听着姜杨的话毛融融第一次在他面前老实了下来,撅着嘴一把一把揪着披在自己身上衣服的毛毛,姜杨一看毛融融这么受教的模样,心里一喜,这可是开天辟地第一次啊,平时有顾薄严护着他不敢欺负了,这次他也是打着顾薄严伤心的旗号好好整治一下这个小丫头。
“也难怪会伤心啊,放在心尖尖上疼了将近二十年的宝贝,别人简简单单一句话就给分心了,搁谁谁不伤心?顾薄严他再有本事再能呼风唤雨心不也是肉长得?”姜杨拿起旁边一苹果,边慢悠悠的削着边说道,
毛融融也自知理亏,现在他说啥自己就听着,希望姜杨回去能告诉顾薄严现在她认错态度极为诚恳。
“现在知道错了?有什么用呢!低着头装可怜顾薄严又没在这儿,给谁看呢?”姜杨明显就是那种蹬鼻子上脸的人,现在更是因为景小斯不在而妄为起来,翘着二郎腿啃着苹果一脸道义的说。
听着姜杨的话毛融融的脸色是越来越难看,因为低着头姜杨看不见还在喋喋不休的说着,直到毛融融忍无可忍了,压低声音说。
“出去!”
姜杨以为自己听错了,问了一遍。“什么?”
“你给我出去!用着你在这充老大了!你又不是顾薄严!”毛融融现下心情更是郁闷了,提起旁边的一个枕头朝姜杨丢去。
姜杨也就是过过嘴瘾,所谓唯女子与小人难养也,再加上顾薄严跟景小斯的缘故,姜杨也不多计较,这时看着对方急了更是拔腿就走了,不留下一丁点的痕迹好似从未来过般。
气呼呼的看着姜杨走了,毛融融颓废的把身体放空砰的一声地倒在床上,发了会儿呆又突然踢着被子乱扑腾起来,边扑腾还边哀嚎着。
“烦死了烦死了!怎么办啊!他一定不想看到我啊…”
蒙着被子想了半天终究下了狠心,拿出手机紧紧抿住嘴唇按了顾薄严的号码打了过去,那头顾薄严淡淡的瞥了一眼,狭长的眼眸微微一个闪烁,而后伸手挂断,手指颇有节奏的在桌面上打着节拍,然后抬起眼睑看向脸色苍白的颤抖着站在自己面前的夏青。
“夏青…。

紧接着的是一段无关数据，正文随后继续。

PR #5760, opened 2017-01-18
Bryanv/refactor build

### LINKED ISSUE #5209: Stop building noarch conda packages
The status of no-arch packages seems unclear, and continuing to use them seems risky.  A new version of conda-build caused a release candidate build to partially fail (only after several hours and in the middle of the night, of course).

### LINKED ISSUE #5679: Deploy script should automatically create and upload examples tarballs
Currently done manually on full releases.

bryevdv:
Trying again again.

issues: closes #5209 closes #5679

* Refactor the `setup.py` nightmare into simple `setup.py` and `_setup_support.py`
* Update to current tool versions: `conda=4.3.4`, `conda-env=2.6.0`,  `conda-build=2.1.1`
* Adhere to PEP 440 versions:
  - `0.12.5`
  - `0.12.5-dev2`
  - `0.12.5rc1`
  and on travis, local versions like `bokeh-0.12.4+20.gddad8b0-py27`

* remove all `__conda_version__` and `TRAVIS_BUILD_NUMBER` junk
* remove `get_bump_version.py`
* simplify `meta.yaml` with jinja templates
* store classifiers in sidecar file `classifiers.txt`

**HERE is the change that merits discussion:**

* use `setuptools` in ALL cases now

This allows cutting out a special case for windows, removing out custom `develop` and `find_packages` code, and handling entry points correctly. There were some reasons ~5 years ago not to use setuptools but I think that it's now OK. 

ping @mattpap @damianavila @bokeh/dev 

Still to do:
* [x] replace `noarch` packages for: `flexx`, `pytest-base-url`, and `pytest-selenium`
* [x] rewrite `build_and_upload.sh` as a python script with detailed status and error checks
  - [x] use `conda convert` to create non-`noarch` packages
  - [x] update upload for non-`noarch` packages
  - [x] create and upload examples tarball 

We do need to verify that Bokeh works in venv's still but AFAICT it should now be fine still.


bryevdv:
This needs some more work for the final steps of a dev build but it's good enough to keep and fix up in follow on PRs. Also it has a fix all other PRs will need to merge due to `nb_conda_kernels` being removed from default anaconda installers.

bryevdv:
ping @mattpap @bokeh/dev

bryevdv:
just for FYI the remaining problem is just that somehow `conda-build` is not finding `pytest-selenium` to install when it creates an env. Can try adding `-c` or if need be, `--no-test`

conda.recipe/meta.yaml
```diff
@@ -1,10 +1,13 @@
+{% set data = load_setup_py_data() %}
+
 package:
   name: bokeh
-  version: 'nightly'
+  version: {{ data['version'] }}
+
+source:
+  path: ..
```
damianavila: Are you sure you want o use `path` here... some time ago I was told that `path` was going into "deprecation" and that we should use `git_url` instead, not sure if this is the actual recommendation right now, @msarahan thoughts?

scripts/build_upload.py
```diff
@@ -0,0 +1,476 @@
+#-----------------------------------------------------------------------------
+# Copyright (c) 2012 - 2017, Continuum Analytics, Inc. All rights reserved.
+#
+# Powered by the Bokeh Development Team.
+#
+# The full license is in the file LICENSE.txt, distributed with this software.
+#-----------------------------------------------------------------------------
+''' Bokeh build and upload script for TravisCI release builds
+
+'''
```
damianavila: First of all, thanks for doing this!!

damianavila: I mean porting the script to python (bash did the work enough well, but this is far better for others to understand what the code/process does).

scripts/build_upload.py
```diff
@@ -0,0 +1,476 @@
...
+        c.close()
+
+        data = json.loads(buf.getvalue().decode())
+
+        cdn_token = data["access"]["token"]["id"]
+        cdn_id = [
+            d["endpoints"][0]["tenantId"]
+            for d in data["access"]["serviceCatalog"]
+            if d["name"] == "cloudFiles"
+        ][0]
```
damianavila: Nice to have a caching here... the data structure can change (it happened to me once or twice, IIRC).

scripts/build_upload.py
```diff
@@ -0,0 +1,476 @@
...
+#--------------------------------------
+
+@build_wrapper('conda')
+def build_conda_packages():
+    for v in "27 34 35 36".split():
+        os.environ['CONDA_PY'] = v
+        run("conda build conda.recipe --quiet")
+        # TODO (bev) make platform detected or configurable
+    files = " ".join(glob.glob('/home/travis/miniconda/conda-bld/linux-64/bokeh*'))
+    run("conda convert -p all %s" % files)
```
damianavila: So, we have conda convert again... are you planning to keep this for the future or you plan to use the new arch type package anytime soon?

scripts/travis_install
```diff
@@ -19,29 +19,29 @@ rm -rf $MINICONDA.sh
...
 python -V
 
-echo -e "$PINNED_PKGS" > /home/travis/miniconda/conda-meta/pinned
+echo -e "$PINNED_PKGS" > $HOME/miniconda/conda-meta/pinned
 
-DEPS_TRAVIS="python=$TRAVIS_PYTHON_VERSION conda=4.1.11 conda-env=2.5.2 conda-build=1.21.14"
+DEPS_TRAVIS="python=$TRAVIS_PYTHON_VERSION conda=4.3.4 conda-env=2.6.0 conda-build=2.1.1"
 conda install --yes $DEPS_TRAVIS
 
+conda config --set auto_update_conda off
```
damianavila: :+1:

conda.recipe/meta.yaml
msarahan: @damianavila ``path`` is not going away.  The difference is:

``path``: takes the current state of files/folders as they are at the moment of build.  Copies them to a temporary location.
``git_url``: clones the repo on disk.  This is the state at the most recent commit (when no git_tag is specified, at least).  This will not include changes on disk that have not yet been committed.

What will be going away very soon is support for post-build versioning - creating ``__conda_version__.txt`` files.

setup.py
```diff
@@ -1,614 +1,146 @@
...
-_version = versioneer.get_version()
-_cmdclass = versioneer.get_cmdclass()
+'''
+from os.path import join
+from shutil import copy
+import sys
 
-# Horrible hack: workaround to allow creation of bdist_wheel on pip installation
-# Why, for God's sake, is pip forcing the generation of wheels when installing a package?
+from setuptools import find_packages, setup
```
damianavila: OK, using setuptools... I think right now the things have improved on their enough to use it. So :+1: on this. And entry points for free.
Keep in mind this comment for future improvements: https://github.com/jupyterlab/jupyterlab/pull/613

conda.recipe/meta.yaml
damianavila: Thanks for the clarification @msarahan!!

damianavila:
@bryevdv I left some comments mostly asking things and linking some other that you could potentially use in future improvements. Thanks for doing this work!

scripts/build_upload.py
bryevdv: I want to use new no-arch packages, if for no other reason then 4 plat builds times 5 conda converts takes a really long time. But it would be irresponsible to switch to them before it can be reasonably expected that most users have updated to a conda that supports them.

conda.recipe/meta.yaml
bryevdv: use of `__conda_version__.txt` was removed in this PR. I'm on the fence about the `path`. There are advantages and disadvantages both ways. `..` seems best for now

scripts/build_upload.py
bryevdv: @damianavila I'm not sure I understand, do you mean caching in between test runs? Or that this value might change between the start of the test and the time the creds are used towards the end?

conda.recipe/meta.yaml
damianavila: > There are advantages and disadvantages both ways

Yep, I agree.

scripts/build_upload.py
damianavila: I am saying that I experienced in the past a change in the data structure that broke the script... but it was an API change from them. Pretty sure things will not change in a test run. But could change from one month to another.

scripts/build_upload.py
damianavila: >But it would be irresponsible to switch to them before it can be reasonably expected that most users have updated to a conda that supports them.

OK, I agree.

夏青…”顾薄严每叫一遍这个名字,手指就会挨着朝桌面问候一遍声音细微听起来如同情人般的喃喃情语,只可惜顾薄严每喊一声,夏青的身体就颤抖一下,现在才知道后悔,才想起这一旦触碰了这个男人的底线后果是严重的多么可怕。
“…。薄严。我一时糊涂…从来没有想过伤害融融啊。我跟她的一直感情也很好的。”夏青知道只要是顾薄严做出了行动那就代表他肯定知道了一切,自己再狡辩也没用了。
夏青与毛融融感情到底好不好,顾薄严一眼便能看出来,平时俩人伪装的也够深。
“我早就跟你说过,什么可以动什么不可以动,之前你就懂得个道理,怎么现在给忘了?”顾薄严声音语调都适中,若不知眼眸中那阴狠的神色,夏青真的就以为他是在跟自己讨论天气了。
是啊,这么浅显的道理,浅显的顾薄严一直都摆在台面上说了,她怎么就偏偏碰了那最不该碰的?可却也是她最想碰的,她恨,真的恨,恨不得杀了毛融融,她认识顾薄严的时间一点都不比毛融融少,可为什么顾薄严的心思从未在她身上停留过半分?
顾薄严从未有过一次约她吃饭,从未在她生病的时候嘘寒问暖,从未给她夹过一次菜,从未说过一句无关生意的话,从未给过一个特别的眼神,在认识顾薄严那一天开始,夏青就拼了命的学习各种东西。
语言、厨艺、舞蹈、绘画,她自己都数不清那时候每天有多少课安排着,为的就是顾薄严的眼光能在自己身上多停留上一秒钟,可惜在所有人都对着她啧啧称赞的时候,顾薄严眼神追逐的却是那个毫无才能每天只会调皮捣蛋耍无赖的毛融融。
试问,她怎么会甘心?输给一个比自己差了十万八千里的小屁孩,她怎么会甘心?几年来她一直在试着寻找毛融融身上耀眼点,或许也找到了一些与众不同,可这些与众不同她却嗤之以鼻,这就能把顾薄严给吸引住了?
“如果…没有她的话,我们会是现在这个模样吗?”这是憋在夏青心里许久的一句话,现在鱼死网破倒是直接问了出来。
顾薄严不怒反笑,伸手抄起旁边一硬壳文件夹冲着她脸就砸了过去,夏青自然是闪躲不及文件夹的角在她脸上划冲过去,留下一道极深的血印,血滴顺着脸型的侧棱角往下流淌着。
“没有如果!夏青你帮着夏家找死,我就成全你”顾薄严起身整了整衬衣,抬脚要往外走,夏青一听到他这话顾不得脸上的伤,起身挡住门板。
“薄严…不行,我求求你,夏家不能就这样毁在我手里。我知道错了…”夏青狼狈的趴在地上,恳求的看着顾薄严。
仅仅几天的时间,夏家的股票一落千丈,之前所有的客户都突然断了供销,瞬间就恍若W市根本没有存在过夏家,没有出现过夏氏,夏青不知道顾薄严怎么做出来的,但他绝对是有这个本事。
“我们可以试试,我不开口是不是有人可以帮你。”不得不说顾薄严是个具有恶趣味的变态,如今他竟一脸笑意的看着垂死挣扎般的夏青。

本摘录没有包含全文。